Corn volume shipped through St. Louis over time using Mississippi River lock 27.

(b)

Soybeans volume shipped through St. Louis over time using Mississippi River lock 27.

(c)

Corn and soybeans combined volume shipped through St. Louis over time using Mississippi River lock 27.

(d)

This visualization presents the average weekly shipping volume trends over time for corn, soybeans, and their combined total. The red lines in graphics (a), (b), and (c) represent these trends, highlighting seasonal patterns and variations for each category.
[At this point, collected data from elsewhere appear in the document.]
PR #2203, opened 2025-06-27
docs: clarify shell command does not use default shell

### LINKED ISSUE #2199: Docs on shell use tool incorrectly claim default shell is used
### What happened?

The [docs](https://github.com/google-gemini/gemini-cli/blob/main/docs/cli/commands.md#shell-mode--passthrough-commands-) on shell-mode and state that the command will be executed  "...in your system's default shell".

However, the [docs](https://github.com/google-gemini/gemini-cli/blob/main/docs/tools/shell.md) and [implementation](https://github.com/google-gemini/gemini-cli/blob/main/packages/core/src/tools/shell.ts#L189) for the `run_shell_command` tool indicates that it always uses bash (or cmd.exe).

This is also easily confirmed using the shell tool itself:

Image

It would be great to use the user's preferred shell, but until that can be achieved, the main docs should reflect actual behavior.

### Client information

<details>

```console
$ gemini /about
╭───────────────────────────────────────────────────────────────────────────╮
│                                                                           │
│ About Gemini CLI                                                          │
│                                                                           │
│ CLI Version              0.1.5                                            │
│ Git Commit               bf873a1                                          │
│ Model                    gemini-2.5-pro                                   │
│ Sandbox                  no sandbox                                       │
│ OS                       linux                                            │
│                                                                           │
╰───────────────────────────────────────────────────────────────────────────╯

```

</details>

### Login information

_No response_

_No response_

timalsinaditya:
Fixes #2199

This PR updates the shell command documentation in `docs/cli/commands.md` to clarify that
the shell tool uses `bash` on Linux/macOS and `cmd.exe` on Windows, rather than the system's
default shell. This prevents confusion for users expecting custom shell features to work.

Thanks!


bSysIT:
Why this package using powershell.exe? Why Avast call it Virus?

t-dub (approved):
Awesome! Thanks for picking this up!

NTaylorMullen (approved):

PR #2226, opened 2025-06-27
Fix: Enable run_shell_command in non-interactive mode

DubstepQBA:
The `run_shell_command` tool was unintentionally excluded in non-interactive mode, leading to "tool not found" errors. This commit removes `ShellTool.Name` from the `interactiveTools` exclusion list in `packages/cli/src/gemini.tsx`, allowing it to be used in non-YOLO approval modes.

## Testing Matrix

|          | 🍏  | 🪟  | 🐧  |
| npm run  | ❓  | ❓  | ❓  |
| npx      | ❓  | ❓  | ❓  |
| Docker   | ❓  | ❓  | ❓  |
| Podman   | ❓  | -   | -   |
| Seatbelt | ❓  | -   | -   |

### DIFF
--- a/packages/cli/src/gemini.tsx
+++ b/packages/cli/src/gemini.tsx
@@ -28,7 +28,6 @@ import {
   ApprovalMode,
   Config,
   EditTool,
-  ShellTool,
   WriteFileTool,
   sessionId,
   logUserPrompt,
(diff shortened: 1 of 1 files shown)


allenhutchison:
Thanks for your contribution. We have the shell tool in yolo mode only so that the system doesn't run any commands with side effects in an unsupervised setting. This is intentional and part of our security posture.

syabro:
@allenhutchison can we provide allowed commands/tools with args? I want to be able to run some commands with `-p` :(

Issue #1585, opened 2025-06-25
Feature Enhancements for Gemini CLI


coygeek:
### **To-Do List: Feature Enhancements for Gemini CLI**

Hello Gemini CLI Team,

Congratulations on the launch of the Gemini CLI! It's a powerful tool with a solid foundation. Based on a review of its capabilities and a comparison with an established tool like Anthropic's Claude Code, here is a categorized to-do list of potential features to consider for future development.

#### **1. Deepen Developer Workflow & Agentic Capabilities**

These features would more tightly integrate the CLI into a developer's day-to-day coding loop.

*   **☐ Implement Native Git Integration**
    *   **Description:** Allow Gemini to perform git operations directly. Claude Code can create commits with descriptive messages, create new branches, show history, and even generate entire pull requests.
    *   **Rationale:** This moves the tool from being a code *generator* to a true coding *assistant* that participates in the version control lifecycle, saving developers significant time.
    *   **Potential Tools:** `create_commit`, `create_pr`, `get_git_diff`, `get_git_log`.

*   **☐ Add Image & Vision Capabilities**
    *   **Description:** Enable the CLI to understand and analyze images. Claude Code allows users to provide images (like screenshots of a UI, an error message, or an architecture diagram) as context for a prompt.
    *   **Rationale:** Visual context is incredibly powerful for UI development ("generate CSS to match this mockup"), debugging (analyzing a screenshot of a bug), and understanding system diagrams.

*   **☐ Introduce "Extended Thinking" or a Computional Budget**
    *   **Description:** Allow users to signal that a task is complex and requires more in-depth reasoning. Claude Code has keywords like "think", "think harder", and "ultrathink" that allocate more computational time for planning and analysis before generating a response.
    *   **Rationale:** For complex tasks like planning a major refactor or designing a new system architecture, a simple, fast response is often insufficient. Giving the model a larger "thinking" budget leads to more comprehensive and well-thought-out plans.

*   **☐ Implement Structured To-Do List Management**
    *   **Description:** Add tools for creating and managing a structured task list within a session. Claude Code has `TodoWrite` and `TodoRead` tools to help break down a large problem into a checklist that both the user and the AI can track.
    *   **Rationale:** This improves the agentic ability to handle multi-step tasks by maintaining a clear plan and tracking progress, preventing the AI from getting lost or forgetting steps.

#### **2. Enhance User Experience & Interactivity**

These features focus on improving the usability and power of the interactive REPL.

[...]

PR #2230, opened 2025-06-27
feat: modular GEMINI.md imports with @file.md syntax (#1585)

bniladridas:
**Feature: Modular Imports for `GEMINI.md` Files**

**Summary**
This update adds support for using `@path/to/file.md` in `GEMINI.md` files. It lets you split large project context into smaller, organized files.

**Why This Matters**

* **Modular Design**: Break big context files into smaller, easier-to-manage pieces
* **Reusable Content**: Share common parts across different projects or teams
* **Easier Updates**: Makes it simpler to keep things up to date as projects grow

**How It Works**

* A new import processor handles `@` imports, even nested ones
* Catches issues like circular or missing imports
* Built into how context files are loaded
* Added docs explaining how to use it
* Wrote tests to cover different edge cases

**Tests Included**

* Nested import handling
* Circular import detection
* Missing file errors
* Verified that existing tests still pass

**Checklist**

* [x] Feature added
* [x] Tests written and passing
* [x] Docs updated
* [x] Lint and build pass (`npm run preflight`)
* [x] Ready for review

### DIFF
--- a/packages/core/src/utils/importProcessor.ts
+++ b/packages/core/src/utils/importProcessor.ts
@@ -1,0 +1,185 @@
+/**
+ * @license
+ * Copyright 2025 Google LLC
+ * SPDX-License-Identifier: Apache-2.0
+ */
+
+import * as fs from 'fs/promises';
+import * as path from 'path';
+
+// Simple console logger for import processing
+const logger = {
+  // eslint-disable-next-line @typescript-eslint/no-explicit-any
+  debug: (...args: any[]) =>
+    console.debug('[DEBUG] [ImportProcessor]', ...args),
+  // eslint-disable-next-line @typescript-eslint/no-explicit-any
+  warn: (...args: any[]) => console.warn('[WARN] [ImportProcessor]', ...args),
+  // eslint-disable-next-line @typescript-eslint/no-explicit-any
+  error: (...args: any[]) =>
+    console.error('[ERROR] [ImportProcessor]', ...args),
+};
+
+/**
+ * Interface for tracking import processing state to prevent circular imports
+ */
+interface ImportState {
+  processedFiles: Set<string>;
+  maxDepth: number;
+  currentDepth: number;
+  currentFile?: string; // Track the current file being processed
+}
+
+/**
+ * Processes import statements in GEMINI.md content
+ * Supports @path/to/file.md syntax for importing content from other files
+ *
+ * @param content - The content to process for imports
+ * @param basePath - The directory path where the current file is located
+ * @param debugMode - Whether to enable debug logging
+ * @param importState - State tracking for circular import prevention
+ * @returns Processed content with imports resolved
+ */
+export async function processImports(
+  content: string,
+  basePath: string,
+  debugMode: boolean = false,
+  importState: ImportState = {
+    processedFiles: new Set(),
+    maxDepth: 10,
+    currentDepth: 0,
+  },
+): Promise<string> {
+  if (importState.currentDepth >= importState.maxDepth) {
+    if (debugMode) {
+      logger.warn(
+        `Maximum import depth (${importState.maxDepth}) reached. Stopping import processing.`,
+      );
+    }
+    return content;
+  }
+
+  // Regex to match @path/to/file.md imports
+  // Supports both @path/to/file.md and @./path/to/file.md syntax
+  const importRegex = /@([./]?[^\s\n]+\.md)/g;
+
+  let processedContent = content;
+  let match: RegExpExecArray | null;
+
+  // Process all imports in the content
+  while ((match = importRegex.exec(content)) !== null) {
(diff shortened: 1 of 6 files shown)


packages/core/src/utils/importProcessor.ts
allenhutchison, line 1: Can you rename this file to memoryImportProcessor.ts?

packages/core/src/utils/importProcessor.ts
```diff
@@ -0,0 +1,185 @@
...
+      logger.warn(
+        `Maximum import depth (${importState.maxDepth}) reached. Stopping import processing.`,
+      );
+    }
+    return content;
+  }
+
+  // Regex to match @path/to/file.md imports
+  // Supports both @path/to/file.md and @./path/to/file.md syntax
+  const importRegex = /@([./]?[^\s\n]+\.md)/g;
```
allenhutchison: When you add the docs for this, can you make sure to call out clearly that this is scoped only to md files? Also I'd like to see a console.warn for people who are trying to import non-md files. If I have:

@foo/instructions.txt that would fail and I don't think that would be obvious to a person trying to use this.

packages/core/src/utils/importProcessor.ts
```diff
@@ -0,0 +1,185 @@
...
+    });
+  }
+
+  // For relative paths, check if resolved path is within allowed directories
+  return allowedDirectories.some((allowedDir) => {
+    const normalizedAllowedDir = path.resolve(allowedDir);
+    const normalizedResolvedPath = path.resolve(resolvedPath);
+    return normalizedResolvedPath.startsWith(normalizedAllowedDir);
+  });
+}
```
allenhutchison: The logic in validateImportPath seems a bit redundant. The check for absolute paths and relative paths could be simplified. Since path.resolve handles both cases, you can resolve the path first and then check if it's within the allowed directories.

  Here's a simplified version of validateImportPath:

```
export function validateImportPath(
  importPath: string,
  basePath: string,
  allowedDirectories: string[],
  ): boolean {
     // Reject URLs
     if (/^(file|https?):\/\//.test(importPath)) {
        return false;
     }

     const resolvedPath = path.resolve(basePath, importPath);
 
     return allowedDirectories.some((allowedDir) => {
       const normalizedAllowedDir = path.resolve(allowedDir);
       return resolvedPath.startsWith(normalizedAllowedDir);
     });
   }
```

allenhutchison (commented):
This is a great start and I love this addition. Can you please add updates for the documentation and a robust set of tests to this PR?

packages/core/src/utils/importProcessor.ts
bniladridas: Thank you for this, I have just ensured it.

bniladridas:
The code now issues a clear console.warn message:

```
if (!importPath.endsWith('.md')) {
  logger.warn(
    `Import processor only supports .md files. Attempting to import non-md file: ${importPath}. This will fail.`,
  );
  // Replace the import with a warning comment
  processedContent = processedContent.replace(
    match[0],
    `<!-- Import failed: ${importPath} - Only .md files are supported -->`,
  );
  continue;
}
```

- Scoped to .md files only  
- Warns on non-md imports  
- Includes path validation cleanup

All quality checks have passed:
1. ✅ Linting: npm run lint:ci - No ESLint errors or warnings
2. ✅ Type Checking: npm run typecheck - No TypeScript errors
3. ✅ Tests: npm run test:ci - All 647 tests passed (45 test files)

allenhutchison (approved):
Thank you for this contribution!

jackpal:
Very cool cl! Thanks for implementing this much-needed feature!

FWIW, this implementation is incompatible with the CLAUDE.md equivalent in (at least) the following ways:

1. It accepts @ imports everywhere in the text of the file, whereas CLAUDE.md ignores @ imports inside inline code quotes and code blocks.
2. It only imports md files, whereas CLAUDE.md imports any file (and treats whatever it imports as a markdown file.)
3. It defaults to an import depth of 10 vs claude's import depth limit of 5.

I think all three of these differences should be fixed, for compatibility sake. I'll file separate bugs for each, since I could see people arguing that 2 and 3 are useful, if incompatible with established practice.

bniladridas:
Thanks for your feedback! 

@jackpal, I've opened a new pull request addressing your concerns: [#2978](https://github.com/google-gemini/gemini-cli/pull/2978).

jackpal:
@bniladridas Thanks for trying to improve things, I'll leave some review comments on your pull request.

bniladridas:
@allenhutchison, 
Thanks again for merging this! I've opened a follow-up PR [#2978](https://github.com/google-gemini/gemini-cli/pull/2978) 
that continues the CLAUDE.md compatibility work. Would you be able to take a look?

PR #2233, opened 2025-06-27
Update MaxSizedBox.tsx

elvinagam:
## TLDR

Introduced support for truncating lines with an ellipsis when the available width is too small, preventing overflowing segments

## Testing Matrix

|          | 🍏  | 🪟  | 🐧  |
| npm run  | ❓  | ❓  | ❓  |
| npx      | ❓  | ❓  | ❓  |
| Docker   | ❓  | ❓  | ❓  |
| Podman   | ❓  | -   | -   |
| Seatbelt | ❓  | -   | -   |


packages/cli/src/ui/components/shared/MaxSizedBox.tsx
```diff
@@ -418,7 +419,26 @@ function layoutInkElementAsStyledText(
 
   if (availableWidth < 1) {
     // No room to render the wrapping segments. TODO(jacob314): consider an alternative fallback strategy.
```
jacob314: you can remove the TODO on line 421 now that there is a fallback solution

packages/cli/src/ui/components/shared/MaxSizedBox.test.tsx
```diff
@@ -247,6 +247,20 @@ Line 3`);
 🐶🐶
 🐶`);
   });
+  it('falls back to an ellipsis when width is extremely small', () => {
```
jacob314, line 251: can you add a couple more test cases?
Other cases of interest:
The non wrapping text exceeds the length of the MaxSizedBox.
The non wrapping text happens to have line breaks (ugly edge case for this)
The non wrapping text  exceeds the length of the MaxSizedBox.
Add a case with multiple rows in the MaxSizedBox just for clarity of how this may look with multiple lines with `...`

jacob314 (commented):
This looks generally quite good. Thanks for the polish! I'll approve after the test only comments are resolved.
One question: are there any real world cases you are seeing where this mattered? I made the handling of this edge case a bit ugly because I couldn't think of where it would occur in practice in the app.

elvinagam:
> This looks generally quite good. Thanks for the polish! I'll approve after the test only comments are resolved. One question: are there any real world cases you are seeing where this mattered? I made the handling of this edge case a bit ugly because I couldn't think of where it would occur in practice in the app.

@jacob31  So while the edge case is very narrow (only appears when the terminal window is really narrow), it can happen in practice (for instance, a user viewing a confirmation in a tiny tmux pane).

jacob314 (dismissed):
Thank you for fixing one of the rough edges in MaxSizedBox!
lgtm

packages/cli/src/ui/components/shared/MaxSizedBox.tsx
```diff
@@ -432,8 +433,26 @@ function layoutInkElementAsStyledText(
...
+      if (remainingWidth <= 0) break;
+      const segmentWidth = stringWidth(segment.text);
+      if (segmentWidth <= remainingWidth) {
+        truncatedLine.push(segment);
+        remainingWidth -= segmentWidth;
+      } else {
+        const slice = cpSlice(segment.text, 0, remainingWidth);
+        if (slice) {
+          truncatedLine.push({ text: slice, props: segment.props });
+        }
```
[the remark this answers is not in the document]
jacob314: darn. gemini-code-assist was a better reviewer than I was this time. Agree that something along the lines of what gemini-code-assist suggested is required. to test this please add a test that uses some wide characters (see the test case "wraps text with multi-byte emoji characters correctly" for some examples)

elvinagam (commented):
added changes

packages/cli/src/ui/components/shared/MaxSizedBox.tsx
```diff
@@ -432,8 +433,39 @@ function layoutInkElementAsStyledText(
...
+    const truncatedLine: StyledText[] = [];
+    let remainingWidth = Math.max(0, maxWidth - stringWidth('…'));
+    for (const segment of nonWrappingContent) {
+      if (remainingWidth <= 0) break;
+      const segmentWidth = stringWidth(segment.text);
+      if (segmentWidth <= remainingWidth) {
+        truncatedLine.push(segment);
+        remainingWidth -= segmentWidth;
+      } else {
+        // Slice the segment by visual width rather than code points so that
```
jacob314: nit: comment isn't quite right. I'd suggest removing or saying that you are segmenting by code points rather than segmenting by visual width

packages/cli/src/ui/components/shared/MaxSizedBox.test.tsx
```diff
@@ -247,7 +247,73 @@ Line 3`);
...
+            <Text>{'A\nBCDE'}</Text>
+            <Text wrap="wrap">wrap</Text>
+          </Box>
+        </MaxSizedBox>
+      </OverflowProvider>,
+    );
 
+    expect(lastFrame()).equals(`A\n…`);
+  });
+
```
jacob314, line 295: also add a test case with emojis or other wide characters to make sure we are now handling that case correctly.

jacob314 (dismissed):
lgtm
A couple minor comments but looks good to submit after those are addressed. Thanks for the cleanup!

elvinagam (commented):
added requested changes @jacob314

scottdensmore:
@elvinagam there are build issues in the PR. Can you run `npm build` and then before submitting run `npm run preflight`.

elvinagam:
@scottdensmore looks good to me.

elvinagam:
@jacob314 @umairidris @dewitt

packages/cli/src/ui/components/shared/MaxSizedBox.test.tsx
jacob314: Is this test actually checking the rendered text for this case. On my phone so sorry if I am missing something.

scottdensmore (dismissed):
Approved

scottdensmore:
@elvinagam I approved... looks like there are some build failures in the test that need to be fixed.

elvinagam:
> @elvinagam I approved... looks like there are some build failures in the test that need to be fixed.

no build failures as of now, I believe @scottdensmore

scottdensmore:
The issue is in MaxSizedBox.test.tsx. If you run `npm run preflight` you will see this.
CleanShot 2025-07-08 at 11 42 15@2x

swissspidy:
There's 1 failing test now:

```
FAIL  packages/cli/src/ui/components/shared/MaxSizedBox.test.tsx > <MaxSizedBox /> > truncates non-wrapping text containing line breaks
AssertionError: expected 'A…\nB' to equal 'A\n…'

- Expected
+ Received

- A
- …
+ A…
+ B
```

jacob314:
If you can fix the test failures it would be great to land this!

elvinagam:
@jacob314 fixed!


✅ FixedMaxSizedBox line break truncation)
✅ 26 test suites passing (214 individual tests passing)

There are ❌ 29 test suites failing due to build/dependency issues (not test logic problems). We can fix those in another PR.

jacob314 (approved):
lgtm
To speed up landing this I went ahead and ran the formatter and fixed a lint error due to an unused import.

scottdensmore (approved):
Approved

elvinagam:
fantastic. Thanks, team @jacob314 @scottdensmore. Let me know if there is something in priority to look at next.

PR #7174, opened 2025-08-27
fix(ui): fix drag-and-drop file feature for macOS terminal 2

### LINKED ISSUE #5729: Adding files to CLI within cursor/vscode.
### What happened?

Often I want to quickly add multiple files to CLI context when using it from within cursor. One way to do this would be to drag the file from the left side panel to the terminal where CLI is operating. However, when I drag and drop files, the file paths are often truncated. This does not happen in Claude Code or just terminal. I am attaching an example below. Only part of the file path is added. 

Image

I expected the whole file path to be added.

### Client information

│ About Gemini CLI                                            │
│                                                             │
│ CLI Version          0.1.18                                 │
│ Git Commit           cd7e60e0                               │
│ Model                gemini-2.5-pro                         │
│ Sandbox              no sandbox                             │
│ OS                   darwin                                 │
│ Auth Method          OAuth   

### Login information

_No response_

_No response_

### LINKED ISSUE #6386: Unable to drag markdown files to CLI within cursor
### What happened?

I can't drag markdown files to CLI.

Image

About Cursor
---
version: 1.4.5
submit: 1.99.3
date: af58d92614edb1f72bdd756615d131bf8dfa5290
Electron: 2025-08-13T02:08:56.371Z
ElectronBuildId: 34.5.8
Chromium: undefined
Node.js: 132.0.6834.210
V8: 20.19.1
OS: 13.2.152.41-electron.0

I hope markdown file can also be dragged to CLI.

### Client information

* **CLI Version:** 0.1.21
* **Git Commit:** 055fe46d
* **Operating System:** darwin v22.15.0
* **Memory Usage:** 89.5 MB

### Login information

_No response_

_No response_

944750720:
## TLDR

Fixes drag-and-drop file functionality for macOS terminal environments. The feature was previously non-functional due to macOS sending focus events followed by individual characters
instead of complete file paths.

## Dive Deeper

- macOS terminals often emit a focus event (ESC[I) and then stream the dragged path character-by-character.
- We no longer depend on the focus event; collection starts on the first quote and aggregates the stream reliably.
- A single completion debounce is used; explicit end markers trigger an immediate flush to guarantee full-path delivery.

Technical Root Cause:

1. macOS drag emits focus + per-character stream (not a complete path).
2. Without robust aggregation, paths were truncated or dropped when input wasn’t focused.
3. Terminals may append explicit end markers, which were not handled consistently.

Solution Implementation:

- Single debounce timer:
    - DRAG_COMPLETION_TIMEOUT_MS re-armed on every character during collection.
- Start condition:
    - Begin collecting on the first quote (SINGLE_QUOTE or DOUBLE_QUOTE); subsequent quotes are treated as regular characters.
- Explicit end markers:
    - Flush immediately when CSI_END_O (ESC[O) or SS3_END (ESC O) arrives; the marker is included in the aggregated sequence.
- Consistent event shape:
    - Broadcast a single event with name: '', paste: true, and the aggregated sequence.

## Reviewer Test Plan

- Drag files from Finder into the CLI:
    - Types: .tsx, .js, .py, .md, .json
    - With spaces: "test file.txt"
    - With apostrophes: "O’Reilly.txt", "it’s-ok.zsh"
    - Long paths: "/Users/username/very/long/path/to/file.tsx"
    - Expected: full path appears in the input without truncation (a trailing terminal marker may be present and is handled downstream).
- Paste verification:
    - Cmd+V text/code; should work on first attempt.
    - Paste must not be impacted by drag detection.
- Edge cases:
    - Press Esc during drag → clean cancel.
npm run build && npm start
## Testing Matrix

|          | 🍏  | 🪟  | 🐧  |
| npm run  | ✅  | ❓  | ❓  |
| npx      | ✅  | ❓  | ❓  |
| Docker   | ❓  | ❓  | ❓  |
| Podman   | ❓  | -   | -   |
| Seatbelt | ❓  | -   | -   |

Note: This fix specifically targets macOS drag behavior. Windows/Linux should be unaffected; light regression tests are recommended.

## Linked Issues

- Fixes #6386
- Fixes #6449
- Fixes #5729


packages/cli/src/ui/contexts/KeypressContext.tsx
```diff
@@ -194,6 +206,64 @@ export function KeypressProvider({
...
+          if (trimmedPath) {
+            broadcast({
+              name: '',
+              ctrl: false,
+              meta: false,
+              shift: false,
+              paste: true,
+              sequence: trimmedPath,
+            });
+          }
```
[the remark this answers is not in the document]
jacob314: agree with this

944750720:
~~@jacob314 I fixed lint error but drag-drop hasn't worked yet. Is [fix(ui): use useRef instead of useState for DragBuffer](https://github.com/google-gemini/gemini-cli/pull/7174/commits/2d2e9d6909d4687b7336f4ce92f0a8f60c39fdaa) right?~~
~~@jacob314  I fixed logic bug by https://github.com/google-gemini/gemini-cli/pull/7174/commits/bfe0d7a57202d08932d03f960afa76d80ba0b880. Please check it when you're free.~~

packages/cli/src/ui/contexts/KeypressContext.tsx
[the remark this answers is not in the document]
944750720: @jacob314 
image
Drag-drop still doesn't work. newBuffer is no problem. But it looks like broadcast was skipped. After this step, I pressed f11 and debug was over. Nothing appears in cli.

packages/cli/src/ui/contexts/KeypressContext.tsx
```diff
@@ -36,6 +36,12 @@ import { FOCUS_IN, FOCUS_OUT } from '../hooks/useFocus.js';
 const ESC = '\u001B';
 export const PASTE_MODE_PREFIX = `${ESC}[200~`;
 export const PASTE_MODE_SUFFIX = `${ESC}[201~`;
+export const MAC_DRAG_MODE_PREFIX = `${ESC}[I`;
+export const MAC_FOCUS_EVENT_OUT_OF_EDITOR = "'"; // When editor does NOT have focus (macOS Finder.app)
+
+export const DRAG_START_TIMEOUT_MS = 200;
```
leehagoodjames: Add comments on how these timeouts were determined to persist context in case they need to be changed later

packages/cli/src/ui/contexts/KeypressContext.tsx
```diff
@@ -194,6 +226,75 @@ export function KeypressProvider({
...
+        !key.paste
+      ) {
+        isDragCollectingRef.current = true;
+        dragBufferRef.current = '';
+        dragBroadcastedRef.current = false;
+
+        clearDragStartTimeout();
+        dragTimeoutRef.current = setTimeout(() => {
+          resetDragState();
+        }, DRAG_START_TIMEOUT_MS);
```
leehagoodjames: Why is this done inside `resetDragState()`

leehagoodjames (commented):
Thanks for making the change, excited to get this in! 

Can you please address them comments. Also, since the fix requires cursor (which I and many reviews may not have) can you please include a video of it working within cursor?

packages/cli/src/ui/contexts/KeypressContext.tsx
944750720: This is to avoid blocking other events like paste. Because before paste, user also needs to focus on terminal so 
```
      if (
        !isDragCollectingRef.current &&
        isDragStartEvent(key.sequence) &&
        !key.paste
      )
```
will be fulfilled. If not resetDragState, user's paste action will be blocked.

944750720: @leehagoodjames Hers's the screen record of drag-drop in cursor.

https://github.com/user-attachments/assets/c2bd1cd1-da71-4e75-92b7-d6b04e8c1453

944750720:
@leehagoodjames I found my previous logic was too complex and I refactored them. I think it looks much better now! Please take a look when convenient.

944750720:
@leehagoodjames @jacob314 I found my previous logic was too complex and I refactored them. I think it looks much better now! Please take a look when convenient.

jacob314 (approved):
lgtm
Great job! @skeshive was just asking about this case not working and it was great to be able to point to your pr fixing it.

PR #7214, opened 2025-08-27
fix: unset GEMINI_API_KEY env var if empty

### LINKED ISSUE #5747: Empty API Key Handling and Input Validation Issue
### What happened?

Empty API keys not being handled gracefully. This is a challenge in systems where missing values default to empty.

I'd expect empty API keys to be handled as though it's absent.

### Client information

```console
 CLI Version       0.1.18                              
 OS                darwin                              
 Auth Method       vertex-ai
```

### Login information

Vertex AI, but with an empty API key

Other environment variables (GOOGLE_API_KEY, GOOGLE_CLOUD_PROJECT, etc.) should have validation too

gsquared94:
## TLDR
If the `GEMINI_API_KEY` env var is set to empty string and Vertex AI env vars are set, then the `GoogleGenAI` client is initialized with `{"apiKey":"","vertexai":true}` which fails to use Vertex AI.
```
[API Error: {"error":{"code":401,"message":"Request is missing required authentication credential. Expected OAuth 2 access token, login cookie or other valid authentication credential. See https://developers.google.com/identity/sign-in/web/devconsole-project.","status":"UNAUTHENTICATED","details":[{"@type":"type.googleapis.com/google.rpc.DebugInfo","detail":"Request is missing required authentication credential. Expected OAuth 2 access token, login cookie or other valid authentication credential. See https://developers.google.com/identity/sign-in/web/devconsole-project."},{"@type":"type.googleapis.com/google.rpc.ErrorInfo","reason":"CREDENTIALS_MISSING","domain":"googleapis.com","metadata":{"method":"google.cloud.aiplatform.v1beta1.PredictionService.CountTokens","service":"aiplatform.googleapis.com"}}]}}]
```
This is causing failures for Github Action runtimes. 

Will submit a fix upstream, but handling it here directly.

Fixes: #5747

### DIFF
--- a/packages/cli/src/gemini.tsx
+++ b/packages/cli/src/gemini.tsx
@@ -232,6 +232,10 @@ export async function main() {
     delete process.env['GEMINI_API_KEY'];
   }
 
+  if (process.env['GOOGLE_API_KEY']?.trim() === '') {
+    delete process.env['GOOGLE_API_KEY'];
+  }
+
   setMaxSizedBoxDebugging(config.getDebugMode());
 
   await config.initialize();
--- a/packages/cli/src/gemini.tsx
+++ b/packages/cli/src/gemini.tsx
@@ -227,6 +227,10 @@ export async function main() {
       );
     }
   }
+  // Empty key causes issues with the GoogleGenAI package.
+  if (process.env['GEMINI_API_KEY']?.trim() === '') {
+    delete process.env['GEMINI_API_KEY'];
+  }
 
   setMaxSizedBoxDebugging(config.getDebugMode());
 


packages/cli/src/gemini.tsx
```diff
@@ -227,6 +227,10 @@ export async function main() {
       );
     }
   }
+  // Empty key causes issues with the GoogleGenAI package.
+  if (process.env['GEMINI_API_KEY']?.trim() === '') {
+    delete process.env['GEMINI_API_KEY'];
+  }
```
jerop, line 233: I think we should do the same for GOOGLE_API_KEY as well; I'd expect it to have the same issue

jerop (commented):
thanks for this fix @gsquared94!

packages/cli/src/gemini.tsx
gsquared94: done

jerop (approved):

Figure 1. (a) Corn volume shipped through St. Louis over time using Mississippi River lock 27. (b) Soybeans volume shipped through St. Louis over time using Mississippi River lock 27. (c) Corn and soybeans combined volume shipped through St. Louis over time using Mississippi River lock 27. (d) This visualization presents the average weekly shipping volume trends over time for corn, soybeans, and their combined total. The red lines in graphics (a), (b), and (c) represent these trends, highlighting seasonal patterns and variations for each category.

At the start of this analysis, we use a scatterplot to visualize the relationship between the weekly grain tonnage deviation from climatology and the weekly average gage height deviation from climatology, applying a linear regression method (Figure 2). The regression reveals a negative slope of -2,088.34 tons per foot, but a simple linear regression may not be the most appropriate analysis tool, in this case.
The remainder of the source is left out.